SOURCE MATERIAL:
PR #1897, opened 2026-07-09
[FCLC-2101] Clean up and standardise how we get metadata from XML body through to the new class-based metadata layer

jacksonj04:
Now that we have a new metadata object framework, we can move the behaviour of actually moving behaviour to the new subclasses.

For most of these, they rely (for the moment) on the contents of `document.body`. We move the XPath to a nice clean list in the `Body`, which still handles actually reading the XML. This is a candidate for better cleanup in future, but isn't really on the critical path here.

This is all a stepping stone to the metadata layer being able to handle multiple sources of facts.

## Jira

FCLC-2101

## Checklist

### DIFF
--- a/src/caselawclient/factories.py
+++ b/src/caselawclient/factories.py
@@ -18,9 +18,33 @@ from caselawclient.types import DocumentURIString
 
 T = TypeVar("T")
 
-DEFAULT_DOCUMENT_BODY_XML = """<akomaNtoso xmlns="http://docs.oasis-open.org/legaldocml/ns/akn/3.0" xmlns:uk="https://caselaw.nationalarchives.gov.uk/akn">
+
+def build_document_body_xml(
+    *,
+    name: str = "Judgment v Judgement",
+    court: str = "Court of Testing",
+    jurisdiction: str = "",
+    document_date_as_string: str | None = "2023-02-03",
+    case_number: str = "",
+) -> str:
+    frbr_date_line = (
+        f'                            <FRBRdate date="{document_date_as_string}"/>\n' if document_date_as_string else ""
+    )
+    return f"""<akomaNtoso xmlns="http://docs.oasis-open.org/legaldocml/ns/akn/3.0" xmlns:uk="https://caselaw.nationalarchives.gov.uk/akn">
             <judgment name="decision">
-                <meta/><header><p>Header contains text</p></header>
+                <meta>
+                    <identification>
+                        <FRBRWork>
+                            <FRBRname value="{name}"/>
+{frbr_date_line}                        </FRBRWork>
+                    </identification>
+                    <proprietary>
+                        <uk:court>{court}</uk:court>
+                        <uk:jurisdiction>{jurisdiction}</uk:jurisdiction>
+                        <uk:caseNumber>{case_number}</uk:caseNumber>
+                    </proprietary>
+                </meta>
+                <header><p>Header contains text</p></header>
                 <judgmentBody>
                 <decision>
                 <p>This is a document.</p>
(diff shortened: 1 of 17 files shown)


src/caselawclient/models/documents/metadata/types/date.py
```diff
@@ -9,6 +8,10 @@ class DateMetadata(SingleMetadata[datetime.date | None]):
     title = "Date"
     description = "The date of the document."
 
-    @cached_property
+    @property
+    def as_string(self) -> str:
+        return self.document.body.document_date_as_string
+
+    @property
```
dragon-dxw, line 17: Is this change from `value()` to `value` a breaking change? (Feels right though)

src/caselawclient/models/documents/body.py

AIM OF THE TASK: Your answer should consist of all lines in the listing above that contain "models".

TASK RESPONSE:
src/caselawclient/models/documents/metadata/types/date.py
src/caselawclient/models/documents/body.py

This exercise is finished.